In Spain, a Semana Negra ("black week") is a literary festival that celebrates crime fiction and detective stories with a variety of events for literature, cinema, theater, photography and gastronomy. The term "black week" refers to how the week-long festivals focus on the genre of literature that deals with "darker" subject matters.

== Aragón Negro ==
The Aragón Negro Festival, colloquially known as Aragón Negro, is a literary festival that was started in 2014 by writer and journalist Juan Bolea and is celebrated throughout the Aragón, Spain. It is sponsored by the Caja Rural de Aragón Foundation, Cafés Orús, and the Zaragoza City Council, in addition to various private sponsors. After the first year, the festival expanded to include cities like Zaragoza, Huesca, Calatayud, Pina de Ebro, and Valderrobres.
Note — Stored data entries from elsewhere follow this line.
PR #624, opened 2019-03-11
Dockerized db server instances

wwwlicious:
@mythz So I now have the initial dockerized instances of Firebird, MySql (mariaDb), Postgres, Oracle XE and MS SQL running tests. The list is in the [readme](https://github.com/wwwlicious/ServiceStack.OrmLite/blob/docker-db/src/Docker/readme.md)

There are plenty of tests still failing which I think have always been failing for me when installing full local db servers so I need to work through these. Some haven't been maintained such as Oracle and I don't think they have been run for quite a while.

Let me know what you think and if you recommend any changes.


mythz:
@wwwlicious fantastic stuff, thx!

It looks like all failed tests are mostly due to the SQL Server connection string changing, i'll update it so it looks for the connection string in an Environment variable first if it exists and restore the existing connection in our CI.

Long term goal would be change our CI to test against these docker instances, so many thx for this!

wwwlicious:
@mythz no worries. Going to look next at how/if I can re-run the tests for multiple db versions and tidy up some of the multiple config strings scattered around. 

Also I want to see if there is scope to use nunit categories to skip tests where appropriate (I tend to think in xunit terms) and automatically spin up and teardown db instances.

Also been a while since I actively used TC so not sure what the deal is with caching docker images, would welcome any input you have on getting a good balance between local and CI testing.

mythz:
For the time being it's just being able to [substitute the connection strings used](https://github.com/ServiceStack/ServiceStack.OrmLite/commit/180ee75613b5c73dd4f88e3e46e960bf9509e352) which did the trick as now OrmLite CI is passing again.

I'll have to revisit using the Docker images after the next release.

PR #626, opened 2019-04-01
Test refactor and fixes

wwwlicious:
@mythz  again I open this more for discussion than merging.

Would recommend you checkout the branch, spin up docker and run the main test proj which should all pass. (sqlite by default)

Then set the dialect flags as the test runner environment variable DefaultDialects = Supported and rerun tests. Should discover north of 13k tests per target framework.

The outstanding failures indicate either non-db agnostic tests and there are some issues with schema handling in the likes of postgres and mysql/mariadb where the schema is appended to the table name rather than actually using schemas in these db's and this behaviour is not consistent across all api's for the dialectproviders.

Anyway, have a look and let me know your thoughts on the general approach.

The test [readme](https://github.com/wwwlicious/ServiceStack.OrmLite/tree/oracle-managed/tests) covers the main bits


mythz:
Schemas in MySql aren't the same as databases, they're effectively a synonymous with database whereas they're typically a "namespace" within a Database for other RDBMS's. 

I believe it's the only external environment condition that the tests depend on, that there's an existing Schema called "Schema" for RDBMS's that support Schemas. For other RDBMS's we fake it by including the schema name as part of the table name.

For switching Dialects I'd prefer we have a `ORMLITE_DIALECT` Environment which overrides `Config.DefaultDialect` if it's defined as it makes it easy to create different CI projects with different Environment variables.

mythz:
I've got the [docker-compose RDBMS's instances up](https://github.com/ServiceStack/ServiceStack.OrmLite/tree/master/src/Docker) easy enough (nice job BTW) but couldn't get any of the filters to work.

I'm running Docker on Linux so I've had to disable `net46`, trying to run `--filter TestCategory=AnySqlServer` results in:

```
root@Ubuntu-1604-xenial-64-minimal ~/src/ServiceStack.OrmLite/tests/ServiceStack.OrmLite.Tests # dotnet test --filter TestCategory=AnySqlServer
Build started, please wait...
Build completed.

Test run for /root/src/ServiceStack.OrmLite/tests/ServiceStack.OrmLite.Tests/bin/Debug/netcoreapp2.1/ServiceStack.OrmLite.Tests.dll(.NETCoreApp,Version=v2.1)
Microsoft (R) Test Execution Command Line Tool Version 15.9.0
Copyright (c) Microsoft Corporation.  All rights reserved.

Starting test execution, please wait...
No test matches the given testcase filter `TestCategory=AnySqlServer` in /root/src/ServiceStack.OrmLite/tests/ServiceStack.OrmLite.Tests/bin/Debug/netcoreapp2.1/ServiceStack.OrmLite.Tests.dll
```

Basically same with everything else I've tried, e.g:

```
No test matches the given testcase filter `TestCategory=PostgreSql9` in /root/src/ServiceStack.OrmLite/tests/ServiceStack.OrmLite.Tests/bin/Debug/netcoreapp2.1/ServiceStack.OrmLite.Tests.dl
```

But was able to run it without the filter:

```
$ dotnet test
....
Total tests: 993. Passed: 951. Failed: 1. Skipped: 35.
Test Run Failed.
Test execution time: 14.4456 Seconds
```

I'm assuming that's just running SQLite by default right? Anyway it would be nice to be able to select the Dialect based on a custom `ORMLITE_DIALECT` Environment variable as that would be easiest to configure having multiple CI project clones which are just called with a different environment variable.

wwwlicious:
> Schemas in MySql aren't the same as databases which are synonymous with database whereas they're typically a "namespace" within a Database for other RDBMS's.

Yes, I know, my point was that the prefixing behaviour isn't consistent across all the api's which accounts for a few test failures

Another area where there are a few test failures is casing in Postgres. I wasn't sure of the best way to tackle this as I didn't want to change behaviour of existing impl but it might be an idea to have a flag for naming strategy that uses the backtick in all identifiers to preserve casing. It becomes clearer once you see how some of the tests fail against postgres.

> For switching Dialects I'd prefer we have a ORMLITE_DIALECT Environment which overrides Config.DefaultDialect if it's defined as it makes it easy to create different CI projects with different Environment variables.

Done. The variable that controls what dialects are run is `TestConfig.DefaultDialects`
Is does run Sqlite by default, the value is set to sqlite but overridden by an environment variable (now renamed or ORMLITE_DIALECT. This is then injected for each distinct database Dialect flag value into the ctor of the tests.

I think the filters can only reduce/opt out of dialects tests rather than include them as it isn't straightforward to detect filters in the test assembly at runtime, so the env var or modifying `TestConfig.DefaultDialects` is the primary driver for establishing what tests are discovered to run as you mentioned anyway. (Will update readme to be clearer on this)

I also noticed last night that I should make the test setup that depends on the docker instances optional so that the sqlite tests can run without docker dbs being spun up (the reason the build on this PR failed).

mythz:
> I also noticed last night that I should make the test setup that depends on the docker instances optional 

Yeah it should be able to run locally (SQLite default) and have an easy way to change the Dialect + connection string that's used i.e. so we can use any RDBMS instance (like the ENV connection string allows).

I think that's all we need before we can merge right?

wwwlicious:
@mythz I'll look to make those changes. 

As for merging, there are still around 220 failing tests of the 13k+ across the officially supported providers/db versions which are a mixture of the tests themselves being provider specific and provider bugs/inconsistent behaviours across the api's. I think the former I should fix first.

Also the branch is named 'oracle provider' as that is where I originally started porting the devart provider over to the oracle managed one and I haven't completed that yet. It has proved challenging to even get different versions of XE into the docker-compose due to various DMCA issues/oracle account logins etc  

Its ultimately your call on merging if you are comfortable that this breaks some things for the providers not officially supported and that the testing reveals a number of bugs to fix. (I fixed a few already tho 😀)

There is also a large tidy up job to be done on amount of test duplication where the same api's are tested 
in different files for each provider, something the new base class eliminates the need for. In fact most of the test projects for the other providers are either redundant or could be reduced to only db specific feature tests which themselves could be merged into the main test project as there is sufficient granular control over which tests run for which provider at project, class and test levels.

As I said initially, my intent on this was really just to get your thoughts on the direction so far.

mythz:
I ran the primary [ServiceStack.OrmLite.Tests](https://github.com/ServiceStack/ServiceStack.OrmLite/tree/master/tests/ServiceStack.OrmLite.Tests) project and there was only 1 failing test for SQLite which I should be able to resolve if I can repro it here. They're the only test suite I that we need to run in CI initially.

I don't mind if there are failing tests in the other RDBMS-specific test projects, they're primarily adhoc integration tests to test behavior in specific providers, they weren't part of the official test suite and likely have a lot more integration/environment dependencies and likely to be using class names that conflict with different types with the same name the main test suite.

wwwlicious:
@mythz ok, I already had the env vars to override the connectionstrings in [TestConfig](https://github.com/wwwlicious/ServiceStack.OrmLite/blob/oracle-managed/tests/ServiceStack.OrmLite.Tests/TestConfig.cs#L14)

I've updated the base class so that the default sqllite tests run when docker isn't being used.

mythz:
Great, going to take the CI's green tick as a green light :)

wwwlicious:
Haha 🙈 you're a brave soul!

mythz:
@wwwlicious Hey Scott just want to provide an update.

I'm now running the CI against the latest version of the different supported RDBMS's. I've checked in the [/servicestack-ci/docker-compose.yml](https://github.com/ServiceStack/ServiceStack.OrmLite/blob/master/src/Docker/servicestack-ci/docker-compose.yml) that ServiceStack CI Server is using for all projects.

There's a test project for each of the supported RDBMS's (SQLite,SQL Server, PostgreSQL, MySQL), 1 for .NET Framework/Windows and 1 for .NET Core/Linux. 

I've also added .NET FX/.NET Core test projects for Oracle as well but as there's so many tests failing I've switched the Windows project to Manual since it will always fail until someone wants to fix the Oracle provider. There's only .NET Core for Firebird for same reasons.

BTW thanks for all your efforts + restructuring, didn't know about the NUnit features to allow running normal tests multiple times which makes it easy to be able to run against multiple RDBMS's and versions in one test run. I'm not using the feature atm as each integration test runs 1 RDBMS against the latest version available.

I've made some refactoring where I've changed [Dialect providers](https://github.com/ServiceStack/ServiceStack.OrmLite/blob/master/tests/ServiceStack.OrmLite.Tests.Setup/TestConfig.cs) to map 1:1 with different available dialect providers. Each RDBMS can test multiple versions which can be overridden with an environment variable (e.g. `MYSQL_VERSION`) of comma-delimited version numbers. 

I've also moved the RDBMS setup scripts into a separate [ServiceStack.OrmLite.Tests.Setup](https://github.com/ServiceStack/ServiceStack.OrmLite/tree/master/tests/ServiceStack.OrmLite.Tests.Setup) test project which is run before each CI test project. In my tests 1s wasn't enough time as it was often timing out before the tests were run so I've changed it to 10s.

But otherwise everything else should be the same, all supported RDBMS run locally for me, but there's 1 test on MySQL still failing which I can't repro locally yet. Hopefully all my changes are easy to follow.

wwwlicious:
@mythz yes, I've been seeing the commits, think I follow it all and the changes look great. 👍

For running the tests locally, it was convenient to be able to set the env var, spin up the db's and run all tests against all providers but it makes sense to split this apart for CI. 

There are a few errors I found when running dialects against older RDBMS versions (MySql 5.5 and datetime conversion for example), could be worth some testing against these. 

I'll pick up the oracle provider shortly

PR #628, opened 2019-05-23
FireBird 4 support

madaleno:
Added support for FireBird 4 new Identity columns.
Fixed create table and insert row sql then there are fields with AutoId attributes.
Changed behavior of AutoIncrement fields to use Identity instead of Sequences when using the new FireBird 4 dialect.
Added some tests.


mythz:
Cheers 👍

PR #629, opened 2019-05-23
More on FireBird4.

madaleno:
1. Updated reserved words in FireBird4 dialect provider.
2. Changed the autoincrement definition from "by default" to "always" since there is no easy way to generate the insert sql based on object values. To use "By Default" the generated insert sql should not contain the Id field name if the Id value is null.
3. Updated FirebirdClient package to 6.6.0.
4. Changed obsolete method SelectFmt in Schema.cs.


mythz:
Thanks 👍

PR #630, opened 2019-06-02
 Fix for OrmLite.Save().

madaleno:
Fixed OrmLite.Save() that was always returning false when the object already exists in the database. 
In those cases Save() calls Update() that returns the number of records affected but Save() was returning false ignoring the result of the Update() call.


mythz:
Sweet, thx. 👍 

Since you're doing so much with Firebird4 Support I think we should rename the existing `FirebirdOrmLiteDialectProvider` provider to `Firebird3OrmLiteDialectProvider` and this provider to `FirebirdOrmLiteDialectProvider` so it's the default, what do you think?

madaleno:
Hi.

I tried to follow what was done in the SqlServer provider.
I don't think it is a good idea, at least now, because it would create a breaking change.
And also because the existing provider is not just for FireBird 3 and the name could be confusing.

Thanks.

PR #637, opened 2019-10-31
HasAttributeCached perfomance issue

OlegNadymov:
I got performance problem after update OrmLite to version 5.7.0. I found the method that now works longer: ``OrmLiteConfigExtensions.GetModelDefinition``. I suppose the problem is in ``HasAttributeCached`` method that used in ``GetModelDefinition``. Also I changed ``HasAttribute`` to ``HasAttributeCached`` in my project and it also got slower.
I created two tests where you can see 5 times performance drop.
Could you fix this performance problem? I think it is very important not only for me.

### DIFF
--- a/tests/ServiceStack.OrmLite.Tests/OrmLiteConfigExtensionsTests.cs
+++ b/tests/ServiceStack.OrmLite.Tests/OrmLiteConfigExtensionsTests.cs
@@ -1,0 +1,140 @@
+﻿using NUnit.Framework;
+using ServiceStack.Common.Tests.Models;
+using ServiceStack.DataAnnotations;
+using System;
+using System.Collections.Generic;
+using System.Linq;
+using System.Reflection;
+using System.Runtime.Serialization;
+using static ServiceStack.OrmLite.Tests.Issues.LoadSelectIssue;
+
+namespace ServiceStack.OrmLite.Tests
+{
+    [TestFixture]
+    public class OrmLiteConfigExtensionsTests
+    {
+        private readonly List<Type> _attributes = new List<Type>{
+            typeof(PreCreateTableAttribute),
+            typeof(PostCreateTableAttribute),
+            typeof(PreDropTableAttribute),
+            typeof(PostDropTableAttribute),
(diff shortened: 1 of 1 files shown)


OlegNadymov:
@mythz  I'm wondering why CI has failed checks.

mythz:
I'm not seeing the **2600-2800 ms** perf issue indicated in your comment, running .NET Core tests on the command-line 

    $ dotnet test --filter OrmLiteConfigExtensionsTests --verbosity normal

reports:

```csharp
NUnit Adapter 3.15.1.0: Test execution complete

  V HasAttribute [24ms]

  V HasAttributeCached [16ms]
```

Running this in Rider's NUnit test runner in .NET v4.6.1 reports 16ms for `HasAttributeCached`:

image

Although since your test is not testing perf for retesting the same entry I'd expect the non-cached version to be a bit slower, so IMO the perf difference is normal run variance, probably faster because `HasAttributeCached` is run second (and chance to warm up).

Maybe you're using an older version of ServiceStack.Text as I've recently [replaced HasAttributeCached 29 days ago](https://github.com/ServiceStack/ServiceStack.Text/commit/628a4a181ec09c0f68daa91332d7feccf776fc59) to use a ConcurrentDictionary due to a perf regression with re-building the non-threadsafe dictionary after each new entry.

If that's the case [clear your NuGet packages cache](https://docs.servicestack.net/myget#redownloading-myget-packages) to download the latest version of ServiceStack.Text.

OlegNadymov:
@mythz Was the new version of ServiceStack.Text released to NuGet? I cleared cache of NuGet packages but anyway ServiceStack.Text has remained old version with the non-threadsafe dictionary.
Or do you mean MyGet feed (https://www.myget.org/F/servicestack) ? If so, when the new version will be released to NuGet?

mythz:
You'd need to download the v5.7.1 packages on MyGet, there's no NuGet release planned for a while.

OlegNadymov:
I got you. Thanks!

OlegNadymov:
The problem was gone after I updated to v.5.7.1. Thanks!

PR #639, opened 2019-11-19
Fix RowCount not working with SelectFilters.

timzap:
`countExpr` is a clone of `expression` so it did not gain any new parameters added by `.ToSelectStatement()`, which was causing an exception when being executed.


mythz:
Great, thx for the PR + tests!

mythz:
FYI if needed this change is available from the latest v5.7.1 that's now [available on MyGet](https://docs.servicestack.net/myget).

PR #641, opened 2020-02-05
Include appropriate files in ServiceStack.ormLite.SqlServer.Data.Core

danielmarbach:
See twitter discussion https://twitter.com/danielmarbach/status/1224952168563838976

When referencing ServiceStack.OrmLite.SqlServer.Data to get access to Microsoft.Data.SqlClient the full framework target does not properly resolve the dependencies, It only ships netstandard2.0 but its dependencies have net45;netstandard2.0. This causes dependency issues. When you reference that package on net462 the package brings in netstandard but the dependencies go for net45 assemblies which then causes build errors like the following

image
image

It was then recommended to use ServiceStack.OrmLite.SqlServer.Data.Core which is netstandard only. Unfortunately if I pull this in I'm not able to set

```
OrmLiteConfig.DialectProvider = SqlServerDialect.Provider;
```

With a custom build containing the PR I can now properly use the SqlServerDialect

### DIFF
--- a/src/ServiceStack.OrmLite.SqlServer.Data/ServiceStack.OrmLite.SqlServer.Data.Core.csproj
+++ b/src/ServiceStack.OrmLite.SqlServer.Data/ServiceStack.OrmLite.SqlServer.Data.Core.csproj
@@ -22,4 +22,70 @@
     <PackageReference Include="Microsoft.Data.SqlClient" Version="1.1.0" />
   </ItemGroup>
 
+  <ItemGroup>
+    <Compile Include="..\ServiceStack.OrmLite.SqlServer\Converters\SqlServerBoolConverter.cs">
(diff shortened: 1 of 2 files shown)


danielmarbach:
Thanks man! There is no hurry but would it be possible to release a patch at some time?

mythz:
For some reason this .csproj update broke MSBuild where I ended up having to extract it out from build-core.proj into a separate [build-core-data.proj](https://github.com/ServiceStack/ServiceStack.OrmLite/blob/master/build/build-core-data.proj) MSBuild project and use `dotnet` to pack it as the MSBuild task kept failing.

Anyways this package is now [available from v5.8.1 on MyGet](https://docs.servicestack.net/myget), it wont be available on NuGet till next major release which wont be for a while.

PR #642, opened 2020-02-25
Update to find latest compatible MSBuild for creating building projects

Siliconrob:
Building locally there is a hard dependency to Visual Studio 2017.  This change is to find the latest MSBuild and then build from that particular exe


mythz:
Cheers 👍

PR #644, opened 2020-03-13
BUGFIX: Add schema prefix to inner join when present

WardenUnleashed:
When I was attempting to select from an InnerJoin db query of two table classes with `RowVersion` properties and a `Schema` attributes, I started receiving an exception.

I'm not sure if this error was introduced with the reworkings of RowVersion that have been done in the last week or perhaps the use-case has not been encountered before but it would appear that the schema for the table was not being appended when selecting the RowVersion column.

### DIFF
--- a/src/ServiceStack.OrmLite/Expressions/SqlExpression.Join.cs
+++ b/src/ServiceStack.OrmLite/Expressions/SqlExpression.Join.cs
@@ -356,7 +356,7 @@ namespace ServiceStack.OrmLite
                                 }
                                 else
                                 {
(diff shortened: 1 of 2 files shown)


mythz:
Cheers 👍 thx for the fix + test!

WardenUnleashed:
> Cheers 👍 thx for the fix + test!

No problem! Any ETA for when this fix will go out to Nuget?

mythz:
It’s available from [v5.8.1+ on MyGet](https://docs.servicestack.net/myget) now, won’t be on NuGet till next major release which won’t be for a while.

PR #667, opened 2025-09-08
Resolve warnings emitted by tests

mateusz834:
For the vast majority of warnings, I have simply added a skip, since we cannot remove tests for deprecated APIs.
See: https://docs.python.org/3.6/library/warnings.html#temporarily-suppressing-warnings

Additionally, to eliminate warnings caused by invalid test classes, I renamed two classes to avoid using the “TestNAME” pattern, as such names are automatically recognized as test classes.

### DIFF
--- a/tests/unit/searchcommands/test_search_command.py
+++ b/tests/unit/searchcommands/test_search_command.py
@@ -20,6 +20,7 @@ from unittest import main, TestCase
 
 import os
 import logging
+import warnings
 
 from io import TextIOWrapper
 
@@ -49,7 +50,7 @@ def build_command_input(getinfo_metadata, execute_metadata, execute_body):
 
 
 @Configuration()
-class TestCommand(SearchCommand):
+class CommandForTests(SearchCommand):
     required_option_1 = Option(require=True)
     required_option_2 = Option(require=True)
 
@@ -160,7 +161,7 @@ class TestSearchCommand(TestCase):
 
         ifile = build_command_input(getinfo_metadata, execute_metadata, execute_body)
 
-        command = TestCommand()
+        command = CommandForTests()
         result = BytesIO()
         argv = ["some-external-search-command.py"]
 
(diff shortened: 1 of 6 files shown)


cecyliaborek (approved):
👌

tests/unit/searchcommands/test_search_command.py
```diff
@@ -184,8 +185,8 @@ def test_process_scpv2(self):
         self.assertEqual(command.required_option_2, "value_2")
 
         expected = (
-            "chunked 1.0,68,0\n"
-            '{"inspector":{"messages":[["INFO","test command configuration: "]]}}'
+            "chunked 1.0,79,0\n"
+            '{"inspector":{"messages":[["INFO","commandfortests command configuration: "]]}}'
```
cecyliaborek, line 189: I know this is probably beyond the scope of this task, but maybe we could ignore the lines of the result which contain the numbers of bytes after `chunked`?  I feel like those number are a bit hard to understand when looking at the tests, but maybe there is a point to testing them?

Something like this:
```
output = result.getvalue().decode("utf-8")

payloads = "\n".join(
    line for line in output.splitlines() if not line.startswith("chunked")
)

expected_payloads = (
    '{"inspector":{"messages":[["INFO","commandfortests command configuration: "]]}}'
    '{"finished":true}test,__mv_test\r\n'
    "data,\r\n"
    "测试,\r\n"
)

self.assertEqual(expected_payloads, payloads)
```

Ickerday (approved):

Ickerday:
BTW, could we also close #638 with this one?

tests/unit/searchcommands/test_search_command.py
mateusz834: It seems like it is the only test case that we have that actually verifies that part of the protocol. I believe that it is worth to leave it there.

PR #670, opened 2025-09-09
Remove `ResultsReader`, `six`

### LINKED ISSUE #572: Splunk SDK has dependencies not satisfied by Splunk Python
The Splunk SDK currently has a requirement for `deprecation`. However, the Python version that is bundled with Splunk Enterprise does not contain  `deprecation` and does not contain `packaging`, which is a dependency of  `deprecation`.

It is common to use the Splunk SDK for developing Splunk apps (see https://dev.splunk.com/enterprise/docs/developapps/#Splunk-tools). When using version 2.x of the Splunk SDK in apps, those apps will not function correctly because of the missing dependency. It cannot be safely assumed that Splunk enterprise administrators would manually install those dependencies. I would argue that the Splunk SDK should not contain any dependencies that are not satisfied with the Python version that is bundled with Splunk.

### LINKED ISSUE #600: No deprecation library in splunk SDK
EDIT: [This docs article](https://dev.splunk.com/enterprise/docs/developapps/createapps/appanatomy/) describes how to package dependencies with an app. This would also mean any dependencies for splunklib.

The splunk sdk does not include the deprecation library, if people were to clone this repo and run:

`import splunklib.results as results`

This returns:
`ModuleNotFoundError: No module named 'deprecation'`

This is especially important for cloud customers who cannot run a pip install and thus need to add the splunklib into a custom app.

Ickerday:
I think it's high time to get rid of the old `ResultsReader`. We deprecated it in 1.6.19 (#441), we're at 2.2.0a0 now. 

Additionally, I removed the local copy of [`six`](https://pypi.org/project/six/) and instead added it as an optional dependency group under `compat`. This might get reverted - ideally we shouldn't be needing this file, but I asked around and there might be issues with removing `six` entirely because of all apps sharing one interpreter.


splunklib/results.py
```diff
@@ -32,18 +32,9 @@
...
-
-import xml.etree.ElementTree as et
-
-from collections import OrderedDict
+from io import BufferedReader
 from json import loads as json_loads
 
-__all__ = ["ResultsReader", "Message", "JSONResultsReader"]
-
-import deprecation
```
szykol, line 45: Should we consider removing the `deprecation` dependency as well? Or do we plan to stick to this method of deprecation in the future? Right now it looks like it was the only place where it was used.

szykol (approved):

TwilightMercy:
Once this will be released in v2.1.2,
There will be no longer dependency requirements of packaging + deprecation modules?

splunklib/results.py
Ickerday: Done!

Ickerday:
@TwilightMercy correct, although we still [depend on python-dotenv](https://github.com/splunk/splunk-sdk-python/pull/670/files#diff-50c86b7ed8ac2cf95bd48334961bf0530cdc77b5a56f852c5c61b89d735fd711R30).

TwilightMercy:
> @TwilightMercy correct, although we still [depend on python-dotenv](https://github.com/splunk/splunk-sdk-python/pull/670/files#diff-50c86b7ed8ac2cf95bd48334961bf0530cdc77b5a56f852c5c61b89d735fd711R30). 

Built in in Splunk modules?

Ickerday:
> Built in in Splunk modules?

Any dependencies should be packaged with your Splunk app as described [here](https://dev.splunk.com/enterprise/docs/developapps/createapps/appanatomy/). Please let us know if you can't find the info you need in the docs.

PR #671, opened 2025-09-10
SDK-21 add deps of test apps into bin/

cecyliaborek:
According to Splunk [documentation](https://dev.splunk.com/enterprise/docs/developapps/createapps/appanatomy/) and best practices, Python apps should package their dependencies in the `bin/` directory rather than `lib/`. This avoids the need to manually add `lib/` to the Python path (e.g., using `sys.path.insert`).

This PR updates our SDK test apps to follow this approach.


.gitignore
```diff
@@ -278,4 +278,6 @@ $RECYCLE.BIN/
 # End of https://www.toptal.com/developers/gitignore/api/windows,macos,linux,pycharm+all,python
 
 .vscode/
-docs/_build/
\ No newline at end of file
+docs/_build/
+
+test-reports/
```
Ickerday: Whoops, you can safely delete that folder from your local copy instead. We removed everything regarding creating these reports a bit ago. :)

Ickerday (approved):

.gitignore
cecyliaborek: oops, didn't catch that, thanks!

mateusz834 (approved):

PR #672, opened 2025-09-11
Document `key_file`, `cert_file`, `context` params.

### LINKED ISSUE #604: Question - Do we support submitting the SSL certificate when estabilishing the service to comply with requireClientCert?
**Is your feature request related to a problem? Please describe.**

When creating the service, do we support submitting the SSL certificate so we can satisfy with requireClientCert?

When enabled, the third party connecting to splunkd must present a valid certificate:

requireClientCert = <boolean>
* Whether or not an HTTPS client which connects to a splunkd
  server must possess a certificate that a certificate authority
  signed to complete the connection.
* Multiple services can use this setting, including but not
  limited to distributed search and distributed deployment clients.
  * Splunk platform indexers must use this setting to connect to
    other Splunk platform indexers.
  * Deployment clients must present certificates to deployment
    servers before they can poll the servers for new configurations
    or applications.
* A value of "true" means that a client can connect only if it
  has a certificate that was signed by a certificate
  authority that the splunkd server trusts.
* A value of "false" means that there is no certificate requirement
  to connect to services on another Splunk platform instance.
* Default: false

I have found the following issue from some years ago:

https://github.com/splunk/splunk-sdk-python/issues/123

**Describe the solution you'd like**

- Do we support it now?
- If we do not, could this be implemented in the near future?

**Describe alternatives you've considered**

**Additional context**

mateusz834:
Also add docs for all the other params, that we were missing in places like `connect()`.

Fixes #604

### DIFF
--- a/splunklib/binding.py
+++ b/splunklib/binding.py
@@ -484,6 +484,12 @@ class Context:
     :type verify: ``Boolean``
     :param self_signed_certificate: Specifies if self signed certificate is used
     :type self_signed_certificate: ``Boolean``
+    :param `key_file`: Path to a PEM-encoded private key.
+    :type key_file: ``string``
+    :param `cert_file`: Path to a PEM-encoded X509 certificate chain.
+    :type cert_file: ``string``
+    :param `context`: Custom SSLContext used with the HTTPSConnection, requires verify=True.
+    :type context: ``SSLContext``
     :param sharing: The sharing mode for the namespace (the default is "user").
     :type sharing: "global", "system", "app", or "user"
     :param owner: The owner context of the namespace (optional, the default is "None").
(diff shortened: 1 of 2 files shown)


splunklib/binding.py
```diff
@@ -1505,16 +1521,16 @@ def handler(key_file=None, cert_file=None, timeout=None, verify=False, context=N
     """This class returns an instance of the default HTTP request handler using
     the values you provide.
 
-    :param `key_file`: A path to a PEM (Privacy Enhanced Mail) formatted file containing your private key (optional).
+    :param `verify`: Set to False to disable SSL verification on https connections.
```
szykol: small question: any particular reason why this description of `verify` parameter is different from others? we could be consistent and use one

szykol (approved):

splunklib/binding.py
mateusz834: Good catch, changed it to be consistent.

The festival features presentations and literary debates with leading authors, as well as theatrical performances.

== Barcelona Negra ==
Barcelona Negra, better known as BCNegra was conceived in 2005 and has been held in Barcelona, Spain every year since 2006.

The bookseller Paco Camarasa, founder and owner of the Black and Criminal Bookstore of Barcelona, started the festival in 2005, taking advantage of the fact that the Barcelona City Council was celebrating the Year of the Book and dedicated several events to the memory of the Spanish novelist Manuel Vázquez Montalbán. These meetings were a success with the public, encouraging the bookseller to propose an annual festival dedicated to the noir genre.

== Blacklladolid ==
Blacklladolid began in 2021, in the last week of September. It was held at the Fuensaldaña castle. Since then, the festival as had the goal of promoting the province of Valladolid, Spain.

== Castelló Negre ==

This festival is known officially and in Valencia as the Castelló Negre, and also called the Castellón Negro. It began in 2010.

== Collbató Negre ==

Collbató Negre

== Getafe Negro ==

In Madrid, the Getafe Negro began in 2008.

== Granada Noir ==

The Andalucían festival was first held in 2015 and will include the award of the first Granada Noir prize.

== Pamplona Negra ==

Pamplona Negra

== Semana Negra de Gijón ==
Semana Negra de Gijón began in 1988. It initially dealt only with crime fiction but has expanded to other genres including science fiction, fantasy and historical fiction.

== Valencia Negra ==
Officially known as the Festival de Género Negro de Valencia, colloquially known as Valencia Negra or VLC Negra.